* [Task requirements]
The answer must consist solely of the line containing "1. Fail fast" and every line after it in the records below, through the last, each reproduced exactly.

Collected data entries
PR #425, opened 2026-08-04
fix(adapters): use POSIX path module for remote nginx/certbot paths

### LINKED ISSUE #381: Openship Windows Path Bug
# Bug report: Windows path separators used for remote Linux paths

**Impact: certificates are issued successfully but never recorded, so renewal is
never scheduled. TLS silently expires ~90 days later.**

## Environment

| | |
|---|---|
| Openship control plane | Windows |
| Target server | Ubuntu 24.04, deployed over SSH |
| Project | `framework: docker-compose`, `productionMode: host` |
| Domain | custom, `externalIngress: false`, `manualSsl: false` |
| Cert flow | certbot, standalone HTTP-01 on port 49180, proxied via the edge |

## What happens

Adding a custom domain gets all the way to a valid certificate and then fails on
the last step. certbot's own output, surfaced in the Openship UI:

```
Requesting a certificate for app.example.com (standalone HTTP-01 via the edge)…
Successfully received certificate.
Certificate is saved at: /etc/letsencrypt/live/app.example.com/fullchain.pem
Key is saved at:         /etc/letsencrypt/live/app.example.com/privkey.pem
This certificate expires on <date>.
```

Immediately followed by:

```
certbot exited without an error but no readable certificate is at
\etc\letsencrypt\live\app.example.com. certbot said:
...
```

Note the separators. certbot wrote to `/etc/letsencrypt/live/...`; Openship
looked for `\etc\letsencrypt\live\...` on a Linux host and found nothing.

The certificate is genuinely there and valid — the site serves it once a vhost
exists:

```
subject=CN=app.example.com
issuer=C=US, O=Let's Encrypt, CN=<ca>
notBefore=<issue date>
notAfter=<issue date + 90d>
```

## Why this matters more than the failed step

The domain record is left in a state that suggests nothing was ever issued:

```
hostname       app.example.com
status         pending
sslStatus      provisioning
sslExpiresAt   null
verified       false
sslIssuer      certbot
```

`sslExpiresAt: null` is the dangerous part. If renewal scheduling keys off the
recorded expiry or off `sslStatus == issued`, it will never fire — while a
perfectly valid certificate sits on disk quietly counting down. Nothing else on
the host covers it: there is no certbot binary, no certbot container, no systemd
timer and no cron entry. `/etc/letsencrypt/renewal/*.conf` exists and is correct,
so any `certbot renew` would work; nothing runs one.

So on a Windows control plane the failure mode is not "domain setup failed" —
it's "domain setup appeared to half-fail, works fine, and loses TLS in 90 days".

## Second instance of the same bug

The generated nginx vhost has the same problem. Rather than landing in
`/var/lib/openship/edge/sites-enabled/`, it is written to the current directory
as a file literally named:

```
\var\lib\openship\edge\sites-enabled\<site>.conf
```

nginx never sees it, so the site does not serve until a vhost is installed by
hand. Same root cause, different path.

## Suggested fix

1. Build remote paths with POSIX joining regardless of control-plane OS. Any
   path destined for the target server should never pass through the host's
   native path module.
2. Do not infer failure from certbot's stdout. The run above exited 0 and the
   text reported as `lastVerifyError` was certbot's donation footer:
   `* Donating to ISRG / Let's Encrypt: https://letsencrypt.org/donate`.
   Exit code plus a stat of the (correctly-joined) live directory is decisive.
3. Consider recording `sslExpiresAt` by reading the certificate itself, so a
   post-issue bookkeeping failure cannot silently disable renewal.

## What worked

Worth saying, because most of the flow is sound: DNS verification, the ACME
challenge proxied through the edge on port 49180, certbot itself, and the
certificate and renewal config it produced. Only the path handling after
issuance failed.

santhiprakash:
## Summary

Windows control planes were building remote Linux paths with the OS-dependent `node:path` module, producing backslash-separated paths. This caused certbot-issued certs to be reported missing (`sslExpiresAt: null`, breaking renewal scheduling) and nginx vhosts to be written to a literal backslash-named file in the CWD.

## Motivation

On a Windows control plane, `join('/etc/letsencrypt/live', 'app.example.com')` becomes `\\etc\\letsencrypt\\live\\app.example.com`. The remote SSH/SFTP executor then looks for a file at that backslash path, which fails, even though certbot correctly wrote the cert to the POSIX path. The same thing happens for vhost paths under `sitesDir`.

## Related issue

Fixes #381

## Changes

- `packages/adapters/src/infra/nginx.ts`: import `dirname` and `join` from `node:path/posix` so every path constructed for the remote target uses forward slashes, regardless of the control plane OS.
- `packages/adapters/src/infra/nginx-posix-paths.test.ts`: add a regression test that mocks `node:path` to `win32` and asserts the generated vhost path stays POSIX.

## Verification

- `bun run --cwd packages/adapters lint` — clean (`tsc --noEmit`)
- `bun run --cwd packages/adapters test` — 757 passed, including the new regression test
- Manually confirmed the new test fails when `nginx.ts` is reverted to `node:path` (path becomes `\\var\\lib\\openship\\edge\\sites-enabled\\app-example-com.conf`) and passes with `node:path/posix`.

```bash
cd packages/adapters
bun run lint
bun run test
```

## Checklist

- [x] `bun run test`, `bun run --cwd <workspace> lint` pass locally

### DIFF
--- a/packages/adapters/src/infra/nginx-posix-paths.test.ts
+++ b/packages/adapters/src/infra/nginx-posix-paths.test.ts
@@ -1,0 +1,109 @@
+import { describe, expect, test, vi } from "vitest";
+import { NginxProvider, type NginxProviderOptions } from "./nginx";
+import { OPENRESTY_DEFAULT_PATHS } from "./openresty-lua";
+import type { CommandExecutor, RouteConfig } from "../types";
+
+// Windows control planes must still produce remote (target Linux) paths with
+// forward slashes. The source already switched to `node:path/posix`; this test
+// makes sure a `node:path` default of `win32` cannot reintroduce backslashes.
+const win32Path = vi.hoisted(() => {
+  // eslint-disable-next-line @typescript-eslint/no-require-imports
+  const path = require("node:path/win32") as typeof import("node:path");
+  return { ...path, default: path };
+});
+
+vi.mock("node:path", () => win32Path);
+
+const SITES = "/var/lib/openship/edge/sites-enabled";
+const CERT = "/etc/letsencrypt/live";
+
+interface FakeExecutor extends CommandExecutor {
+  writes: Array<{ path: string; content: string }>;
+}
+
+function makeExecutor(): FakeExecutor {
+  const files = new Map<string, string>();
+  const writes: Array<{ path: string; content: string }> = [];
+
+  function recordWrite(p: string, c: string) {
+    writes.push({ path: p, content: c });
+    files.set(p, c);
+  }
+
+  const executor = {
+    writes,
+    exec: async (command: string) => {
+      const singleMv = command.match(/^mv '([^']+)' '([^']+)'$/);
+      if (singleMv) {
+        const [, src, dest] = singleMv;
+        const c = files.get(src);
+        if (c !== undefined) {
+          files.set(dest, c);
+          recordWrite(dest, c);
+          files.delete(src);
+        }
+        return "";
+      }
+      if (command.startsWith("mv -f ")) {
+        const paths = [...command.matchAll(/'([^']+)'/g)].map((m) => m[1]!);
+        const dir = paths.pop()!;
+        for (const src of paths) {
+          const c = files.get(src);
+          if (c !== undefined) {
+            const dest = `${dir.replace(/\/$/, "")}/${src.split(/[\\/]/).pop()!}`;
+            files.set(dest, c);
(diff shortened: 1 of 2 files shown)


santhiprakash:
Closing as superseded — the same POSIX-path fix is already in `upstream/main` via commit `5230af32` (uses `node:path.posix` for remote path construction).

PR #435, opened 2026-08-04
fix(backups): fail fast and allow cancel when backup restore-apply hangs with no managed container

### LINKED ISSUE #434: Backup restore-apply hangs forever in "applying" when the service row has no managed container (v0.5.0); cancel refused mid-apply
### Environment
- Openship **v0.5.0** (installed via `openship update` from v0.3.0), self-hosted CLI service (systemd) on Debian, Docker runtime
- Deploy target: self-hosted SSH server = the same box (`127.0.0.1`)

### Setup that triggers it
A single-app **git-deploy (docker) project** originally created on v0.3.0 — its running container is deployment-managed (`openship-<slug>-dep_*`). Because backup policies fan out over *service rows* only, we retrofitted one:

1. `openship services create hello --project <id> --build . --dockerfile Dockerfile --port 20000:3000`
2. `PATCH /projects/:pid/services/:sid` with `{"volumes":["trialdata:/data"]}`

So the service row exists and is enabled, but it has **no service-managed container** — the app's container belongs to the deployment.

### What works
- Backup policy create + `openship backup policy run <policyId>` → run **succeeded**, artifact `volume-<name>-0.tar.zst` + manifest written to the local destination. The artifact is valid (manual `zstd -dc | tar -x` reproduces the exact volume contents).
- `openship backup run restore <runId>` (in_place) → restore reaches `prepared` with a confirmation token.

### Bug
`openship backup restore apply <restoreId> --token <token>` → the restore transitions to **`applying` and never progresses** (observed >4 minutes; `bytesRestored` already set from prepare).

- Journal shows the apply POST return 200 and then nothing further from the restore worker.
- `docker events` shows **no stop attempt on any container** during the whole window.
- Reading `apps/api/src/modules/backups/restore.orchestrator.ts`, apply = `transition("applying")` → `executor.stopService(serviceHandle)` → wipe+extract → `startService`. `stopService` appears to target the *service-managed* container (`openship-<project>-<service>`), which does not exist in this setup — the call never completes and never times out.
- `openship backup restore cancel <id>` → **"Cannot cancel a applying restore"**, so there is no user-side recovery.
- Only way out: `systemctl restart openship` — the runtime backstop then marks the restore `server_error: "API restart while restore in flight"`. (The app container was unaffected throughout.)

### Expected
1. Fail fast with a clear error when the target service has no managed container ("service has no container to stop/restore into"), or a timeout on `stopService`.
2. Allow cancelling a restore that is stuck in `applying`.

### Notes
- Volume backup itself handled this hybrid shape fine; only restore-apply assumes a service-managed container.
- Same reporter as #203 (the v0.3.0 SSH-deploy hang) — this one is unrelated to that fix, which works great in v0.5.0.

santhiprakash:
Fixes #434.

## Summary

- Fail fast in `runApply()` before calling `stopService()` when the target docker/cloud service has no live managed `containerId`. This prevents restore-apply from hanging in `applying` for hybrid deployments where a service row exists for backup policy fan-out but the app container is deployment-managed (`openship-<slug>-dep_*`) and not a service-managed restore target.
- Wrap `stopService()` and `startService()` with a 60-second client-side timeout so a stuck Docker/SSH call fails the restore instead of leaving it frozen in `applying`.
- Extend `cancel()` to accept `applying` restores, and schedule a best-effort `startService()` afterwards so a cancelled mid-apply restore attempts to bring the service back up.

* [Solution for this exercise]
1. Fail fast with a clear error when the target service has no managed container ("service has no container to stop/restore into"), or a timeout on `stopService`.
2. Allow cancelling a restore that is stuck in `applying`.

### Notes
- Volume backup itself handled this hybrid shape fine; only restore-apply assumes a service-managed container.
- Same reporter as #203 (the v0.3.0 SSH-deploy hang) — this one is unrelated to that fix, which works great in v0.5.0.

santhiprakash:
Fixes #434.

## Summary

- Fail fast in `runApply()` before calling `stopService()` when the target docker/cloud service has no live managed `containerId`. This prevents restore-apply from hanging in `applying` for hybrid deployments where a service row exists for backup policy fan-out but the app container is deployment-managed (`openship-<slug>-dep_*`) and not a service-managed restore target.
- Wrap `stopService()` and `startService()` with a 60-second client-side timeout so a stuck Docker/SSH call fails the restore instead of leaving it frozen in `applying`.
- Extend `cancel()` to accept `applying` restores, and schedule a best-effort `startService()` afterwards so a cancelled mid-apply restore attempts to bring the service back up.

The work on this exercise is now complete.